• _REQUIRED ACTION_
Search the records for "start". Report every line where it occurs.

• _Data extracted from a collection_
Issue #117, opened 2024-01-19
doesn't work with timower's rm2fb


HookedBehemoth:
Presumably because it switched from message queues to unix sockets and libremarkable has it's own IPC code instead of using rm2fb-client.so.
https://github.com/timower/rM2-stuff/tree/master/libs/rm2fb
> Uses UNIX sockets instead of message queues. Makes it easier to implement synchronized updates.
```
thread 'main' panicked at 'Failed to open swtfb shared buffer: Os { code: 2, kind: NotFound, message: "No such file or directory" }', /root/.cargo/registry/src/index.crates.io-6f17d22bba15001f/libremarkable-0.6.2/src/framebuffer/core.rs:128:18
```

I'll look into it further.

Eeems:
It sounds like timower's rm2fb broke backwards compatibility with apps and should re-add message queue support for older clients.

LinusCDE:
I'm not aware of his library, but yeah our default behaviour for the Gen 2 model is to use our own client. It should offer all the same functionality as the official rM2FB shim while making it more clear to developers that they're using one and giving them more control.

However that means that updates to rM2FB could break existing binaries with libremarkable and had been noted by rM2FB developers before.

If timowers rm2fb is acting like a shim and using different means to communicate with its server, that would certainly confuse libremarkable as it would behave like the official rM2FB shim, but not find the correct server via it's usual means.

In this case, you can as the app developer, choose to use the old method even on the rM 2. For that use the construct [`Framebuffer::device`](https://docs.rs/libremarkable/latest/libremarkable/framebuffer/core/struct.Framebuffer.html#method.device) instead of [`Framebuffer::new`](https://docs.rs/libremarkable/latest/libremarkable/framebuffer/core/struct.Framebuffer.html#method.new) and it should work better on the rM 2 then and resolve your issue. You can get the parameter for `device()` from [`device::CURRENT_DEVICE::get_framebuffer_path`](https://docs.rs/libremarkable/latest/libremarkable/device/struct.Device.html#method.get_framebuffer_path) or just look at the source code for the `new()` function mentioned above.

timower:
re-implementing the rm2fb protocol in libremarkable seems very fragile. As soon as the protocol changes apps will start to fail.

Eeems:
> re-implementing the rm2fb protocol in libremarkable seems very fragile. As soon as the protocol changes apps will start to fail.

[...]

PR #118, opened 2024-01-26
Allow disabling the automatic use of our internal swtfb client by setting an env

LinusCDE:
There was an issue raised at #117 where presumably a new library is used as a shim for rM 2 Framebuffer support, but it doesn't seem to use the offical server, which our client relies on.

In general there had been issues raised that issues could arise even with the official shim if it gets updated but our implementation still does the old behaviour. Such applications would require to be recompiled to use `Framebuffer::device` instead of `Framebuffer::new` or otherwise not work.

This PR allows people to make libremarkable choose the old implementation in case the developer didn't care about it anyway / left the choice up to libremarkable.

It is done by setting the lengthy env `LIBREMARKABLE_FB_DISFAVOR_INTERNAL_RM2FB` to `1`, `yes` or `true` (case-insensitive). Feel free to suggest a better name, I couldn't think of any.

Package maintainers could also fix arising issues by setting that env in some wrapper script for that binary without the need of any source code change or even re-complication if the binary is recent enough.

Basically this should future proof applications built using libremarkable better.

### DIFF
--- a/src/framebuffer/core.rs
+++ b/src/framebuffer/core.rs
@@ -50,7 +50,16 @@ impl Framebuffer {
         let device = &*device::CURRENT_DEVICE;
         match device.model {
             Model::Gen1 => Framebuffer::device(device.get_framebuffer_path()),
-            Model::Gen2 => Framebuffer::rm2fb(device.get_framebuffer_path()),
+            Model::Gen2 => {
+                // Auto-select old method still if env LIBREMARKABLE_FB_DISFAVOR_INTERNAL_RM2FB is set affirmatively
+                if let Ok(env_answer) = std::env::var("LIBREMARKABLE_FB_DISFAVOR_INTERNAL_RM2FB") {
+                    let env_answer = env_answer.to_lowercase();
+                    if env_answer == "1" || env_answer == "true" || env_answer == "yes" {
+                        Framebuffer::device(device.get_framebuffer_path())
+                    }
+                }
+                Framebuffer::rm2fb(device.get_framebuffer_path())
+            }
         }
     }
 


src/framebuffer/core.rs
```diff
@@ -50,7 +50,19 @@ impl Framebuffer {
         let device = &*device::CURRENT_DEVICE;
         match device.model {
             Model::Gen1 => Framebuffer::device(device.get_framebuffer_path()),
-            Model::Gen2 => Framebuffer::rm2fb(device.get_framebuffer_path()),
+            Model::Gen2 => {
+                // Auto-select old method still if env LIBREMARKABLE_FB_DISFAVOR_INTERNAL_RM2FB is set affirmatively
```
fenollp, line 54: Could you add a mention in the README about this behavior plz?

src/framebuffer/core.rs
```diff
@@ -50,7 +50,19 @@ impl Framebuffer {
...
+                if let Ok(env_answer) = std::env::var("LIBREMARKABLE_FB_DISFAVOR_INTERNAL_RM2FB") {
+                    let env_answer = env_answer.to_lowercase();
+                    if env_answer == "1" || env_answer == "true" || env_answer == "yes" {
+                        Framebuffer::device(device.get_framebuffer_path())
+                    } else {
+                        Framebuffer::rm2fb(device.get_framebuffer_path())
+                    }
+                } else {
+                    Framebuffer::rm2fb(device.get_framebuffer_path())
+                }
```
fenollp, line 64: How about this? (untested)
```suggestion
                match std::env::var("LIBREMARKABLE_FB_DISFAVOR_INTERNAL_RM2FB").ok() {
                    Some("1") => Framebuffer::device(device.get_framebuffer_path()),
                    _ => Framebuffer::rm2fb(device.get_framebuffer_path()),
                }
```

fenollp: (I'm more inclined to be restrictive in the possible values, but feel free to revert that)

Havner:
Hi,

I can't get this to work as intended. Seems that libremarkable doesn't like rm2fb client. I've compile the demo and it works properly (through built-in client). But with this it doesn't work. Has anybody managed to make it work?

(Software 2.15, original rm2fb from toltec, not timower)

```
reMarkable: /opt/demo/ LD_PRELOAD=/opt/lib/librm2fb_client.so.1 LIBREMARKABLE_FB_DISFAVOR_INTERNAL_RM2FB=1 ./demo
thread 'main' panicked at src/framebuffer/core.rs:206:9:
FBIOGET_VSCREENINFO failed
note: run with `RUST_BACKTRACE=1` environment variable to display a backtrace
```

```
reMarkable: /opt/demo/ LIBREMARKABLE_FB_DISFAVOR_INTERNAL_RM2FB=1 /opt/bin/rm2fb-client ./demo
thread 'main' panicked at src/framebuffer/core.rs:206:9:
FBIOGET_VSCREENINFO failed
note: run with `RUST_BACKTRACE=1` environment variable to display a backtrace
```

PR #119, opened 2024-01-26
Fixed Crashing Due To Unknown Pen Inputs

Ap6661:
Unanticipated inputs from the Wacom Pen will cause the code to reach unreachable causing the entire app to crash. This includes any side buttons on 3rd party pens

### DIFF
--- a/examples/demo.rs
+++ b/examples/demo.rs
@@ -548,7 +548,7 @@ fn on_wacom_input(app: &mut appctx::ApplicationContext<'_>, input: input::WacomE
                         wacom_stack.clear();
                     }
                 }
-                _ => {},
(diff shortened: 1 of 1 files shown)


examples/demo.rs
```diff
@@ -548,7 +548,7 @@ fn on_wacom_input(app: &mut appctx::ApplicationContext<'_>, input: input::WacomE
                         wacom_stack.clear();
                     }
                 }
-                _ => unreachable!(),
+                _ => {},
```
fenollp, line 551:
```suggestion
                _ => {}
```

fenollp (changes requested):

Issue #122, opened 2024-04-10
More intuitive color use for the draw_text function


FeDorDrolma98:
Hello, 
The draw_text function currently use this formula to modify the color : 
`let mult = (1.0 - v).min(1.0);
color::RGB((c1 * mult) as u8, (c2 * mult) as u8, (c3 * mult) as u8)`

But when using it, it modify only the background of the glyph (which stay in black) :
<img src="https://github.com/canselcik/libremarkable/assets/58807436/feb347f3-c82e-48ed-b6b5-2bf45c63fd15" width=25% height=25%>

Since it is more interesting to modify the color of the glyph itself, maybe this formula could be better (that's what I'm using) :
`color::RGB((255.0+(c1-255.0)*v ) as u8, (255.0+(c2-255.0)*v  ) as u8, (255.0+(c3-255.0)*v  ) as u8)`
If we want it to work we also have to modify this (not useful anymore to do '255 - components[_]' I guess):
```
        let c1 = f32::from(components[0]);
        let c2 = f32::from(components[1]);
        let c3 = f32::from(components[2]);
```

Then it is really the font that is changing color :
<img src="https://github.com/canselcik/libremarkable/assets/58807436/73469246-1caa-4b42-9399-af05f904273f" width=25% height=25%>

What do you think?

andrewjensen:
I would love having independent `color_foreground` and `color_background` arguments. That would allow for more faded text like the screenshot above as well as text on darker panels.

PR #123, opened 2024-06-19
More intuitive color use for the draw_text function

gamirab:
potentially, add background (this is for foreground color)
See issue #122


fenollp:
Sounds good to me. Please clean up this patch though: remove dead code and format with `cargo fmt`.

I'll send a PR with fixes for the unrelated Clippy warnings.

gamirab:
Sorry for that ! And thanks !

fenollp (approved):

PR #125, opened 2024-07-27
Bump deps

fenollp:
I bumped all the deps except `libc` and:
* [`once_cell`](https://github.com/canselcik/libremarkable/pull/129) can be dropped, if we're alright requiring rust >=1.80
* [`aabb-quadtree`](https://github.com/canselcik/libremarkable/pull/126) is causing me compilation issues...
* [`atomic`](https://github.com/canselcik/libremarkable/pull/127) requires some work (I'd say `impl From<std::sync::atomic::AtomicI64> for DrawMode`, allowing to drop `atomic`)

### DIFF
--- a/Cargo.toml
+++ b/Cargo.toml
@@ -10,26 +10,26 @@ exclude = [ "reference-material/*", "legacy-c-impl/*", "private/*" ]
 edition = "2021"
 
 [dependencies]
-log = "0.4.14"
-once_cell = "1.9.0"
+log = "0.4.22"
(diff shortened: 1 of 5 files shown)


bkirwi (commented):
Looking it over, it seems like stopwatch is only used in a very limited way that would be quite straightforward to replace with the stdlib `Instant::elapsed` etc. -- might be nicer than depending on a git rev here? (I can take a stab at that change if it's a hassle...)

PR #127, opened 2024-07-27
Drop `atomic` crate

fenollp:


bkirwi (approved):
All looks reasonable - thanks!

PR #2328, opened 2024-03-04
Removing hard coded stats url from build-env script and passing urls to grid proxy and graphql client

maayarosama:
### Description

Removing hard coded stats url from build-env script and passing urls to grid proxy and graphql client

### Changes
-  passing urls to grid proxy and graphql client instead of network
- In playground passed the appropriate url as a parameter to both grid proxy and graphql client , instead of passing the network and urls if set
- In new stats passed networks as string array instead of network enum
-  Adding relayUrl to GridClientConfig
- Updating config file in playground's public folder

### Related Issues

#2267
#2329
### Checklist

- [ ] Tests included
- [x] Build pass
- [ ] Documentation


packages/new_stats/src/components/network_filter.vue
```diff
@@ -85,12 +84,12 @@ const networks = ref([
 ]);
 
 // initial state; all network selected
-const selectedNetworks = ref([Network.Dev, Network.Main, Network.Test]);
+const selectedNetworks = ref(["dev", "main", "test"]);
```
AlaaElattar, line 87: why u didn't add `qa` ?

maayarosama: I'm not entirely sure why qa wasn't added from the start, @0oM4R do you have any idea why?

0oM4R: Yes we don't have to include qa net on our stats, the required network is only dev, test and main

AlaaElattar: Thank youu, i didn't know that.

AlaaElattar (approved):

Issue #2282, opened 2024-02-28
(QA/Testnet Verification) Tooltip in the stellar bridge address is only pointing to the dev address despite changing the network


A-Harby:
### Description

Qanet, 2.3.0-alpha12.

A clear description of the bug is:

The tooltip in the bridge stellar address is only pointing to the dev address and doesn't change when the network changes. 
![image](https://github.com/threefoldtech/tfgrid-sdk-ts/assets/109473873/a955739d-b498-4e0a-95ee-cf4edf15a9ee)

The link in the tooltip is: https://stellar.expert/explorer/testnet/account/GDHJP6TF3UXYXTNEZ2P36J5FH7W4BJJQ4AYYAXC66I2Q2AH5B6O6BCFG

A-Harby:
Verified, Mainnet 2.3.0.

The link is changed to the correct network address.
![image](https://github.com/threefoldtech/tfgrid-sdk-ts/assets/109473873/f99bfb54-620b-413d-9a29-ef1285c0921c)

ramezsaeed:
Verified:

- Testnet

![Screenshot from 2024-03-13 18-38-17](https://github.com/threefoldtech/tfgrid-sdk-ts/assets/16083592/abf531db-7dc7-43b6-97fa-f3c1847c4ab1)

- Mainnet
![Screenshot from 2024-03-13 18-37-01](https://github.com/threefoldtech/tfgrid-sdk-ts/assets/16083592/1f8e6bf4-36ea-44c5-b6df-bdbb6cecf4cc)

PR #2340, opened 2024-03-05
change stellar link for test and mainnet 

AlaaElattar:
### Description

- Wrong link was used for testnet and mainnet.
### Changes

- added condition to use right link in case of testnet and mainnet.
### Related Issues

- https://github.com/threefoldtech/tfgrid-sdk-ts/issues/2282
### Checklist

- [ ] Tests included
- [ ] Build pass
- [ ] Documentation


MohamedElmdary (approved):
Good job
however `computed` is not needed here as `window.env` isn't reactive value so we can stick to regular if check e.g `const x = y ? 'if' : 'else' ` 
but it's fine ... Thanks

amiraabouhadid (approved):

Issue #2357, opened 2024-03-06
Stats number aren't display on the cards


A-Harby:
### Description

A clear description of the bug is:

The stats number is not shown on the cards anymore.
![image](https://github.com/threefoldtech/tfgrid-sdk-ts/assets/109473873/0cca5d2a-f4f6-4181-9152-51b3024a45a9)

Must include any relevant identifiers, like:

- **Network**: Testnet

- **Version**: 2.3.0-rc3

A-Harby:
Also on the landing page, so before and after login.
![image](https://github.com/threefoldtech/tfgrid-sdk-ts/assets/109473873/bdb33921-461e-427b-be94-08c89420e6bd)

A-Harby:
Verified, 9e745f8.

The numbers are now displayed.

![image](https://github.com/threefoldtech/tfgrid-sdk-ts/assets/109473873/1c2f8849-66d5-480f-8125-590641fd1cc7)
![image](https://github.com/threefoldtech/tfgrid-sdk-ts/assets/109473873/e0834b2e-adac-4ce8-8fcd-3e7f3c47faca)

[TC2457 - Homepage before login](https://app.testlodge.com/a/26076/projects/40893/suites/234374?expand_section=422331#case_4177817)
[TC2458 - Homepage after login](https://app.testlodge.com/a/26076/projects/40893/suites/234374?expand_section=422331#case_4177818)

ramezsaeed:
Verified:
- Mainnet
- 2.3.0
![Screenshot from 2024-03-13 18-43-16](https://github.com/threefoldtech/tfgrid-sdk-ts/assets/16083592/9a228900-5d34-4a32-8f15-04cdcd549f7c)

PR #2382, opened 2024-03-10
Fix stats summary endpoint delay 

0oM4R:
### Description

If a request takes too long, it adversely impacts the responsiveness of the playground UI. Therefore, we must expedite the process of obtaining stats. While timeouts are an option, we discovered that even after returning, promises persist, leading to potential duplication of time if we attempt to call the summary endpoint while a previous request is still pending.

Due to the limited functionality of NJS, we are unable to utilize AbortController, even with the [NJS node module](https://nginx.org/en/docs/njs/node_modules.html). To address this issue, the proposed solution involves implementing two separate endpoints to mitigate the aforementioned problem.

Additionally, the cached stats summary can be updated by calling the stats-updated endpoint. We can incorporate this step into the nightly workflow or a similar process to ensure the stats are regularly refreshed without impacting the UI's responsiveness.

### Changes
make the stats-summary always return the cached data 
add  new endpoint stats-update, that updates the cache

### Related Issues

#2357

### Checklist

- [ ] Tests included
- [x] Build pass
- [ ] Documentation

### DIFF
--- a/packages/new_stats/nginx/conf.d/default.conf
+++ b/packages/new_stats/nginx/conf.d/default.conf
@@ -14,6 +14,11 @@ server {
         default_type application/json;
         js_content main.getStats;
     }
+        location /api/stats-update {
+        add_header 'Access-Control-Allow-Origin' '*';
+        default_type application/json;
+        js_content main.updateStats;
+    }
     #error_page  404              /404.html;
 
     # redirect server error pages to the static page /50x.html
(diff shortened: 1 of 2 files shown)


amiraabouhadid (approved):
LGTM

Mahmoud-Emad (approved):
Gamed ya Omar

PR #2424, opened 2024-03-13
Merge development_314 branch in the development branch

AhmedHanafy725:


packages/playground/src/utils/nodeSelector.ts
```diff
@@ -199,6 +199,30 @@ export function loadNodes(gridStore: ReturnType<typeof useGrid>, filters: Filter
...
+  gridStore: ReturnType<typeof useGrid>,
+  node: NodeInfo | undefined | null,
+): Promise<true> | never {
+  if (!node || !node.nodeId) {
+    throw "Node ID is required.";
+  }
+
+  try {
+    const contractInfo = await gridStore.grid.contracts.get({ id: node.rentContractId });
+    if (contractInfo.state.gracePeriod) {
```
0oM4R, line 212: This makes all deployments fail.

AhmedHanafy725: We can skip this check if the rent contract is 0 as the node in this case is not rented.

Mahmoud-Emad: Its should be fixed in https://github.com/threefoldtech/tfgrid-sdk-ts/pull/2431/files#diff-c5cb2a07f18e9933e21237d4b7caeac5ea18ab5a451b4cd1d5cf73472dffaa4fL83-R83

Mahmoud-Emad (approved):

zaelgohary (approved):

• _EXERCISE SOLUTION_
re-implementing the rm2fb protocol in libremarkable seems very fragile. As soon as the protocol changes apps will start to fail.
> re-implementing the rm2fb protocol in libremarkable seems very fragile. As soon as the protocol changes apps will start to fail.
maayarosama: I'm not entirely sure why qa wasn't added from the start, @0oM4R do you have any idea why?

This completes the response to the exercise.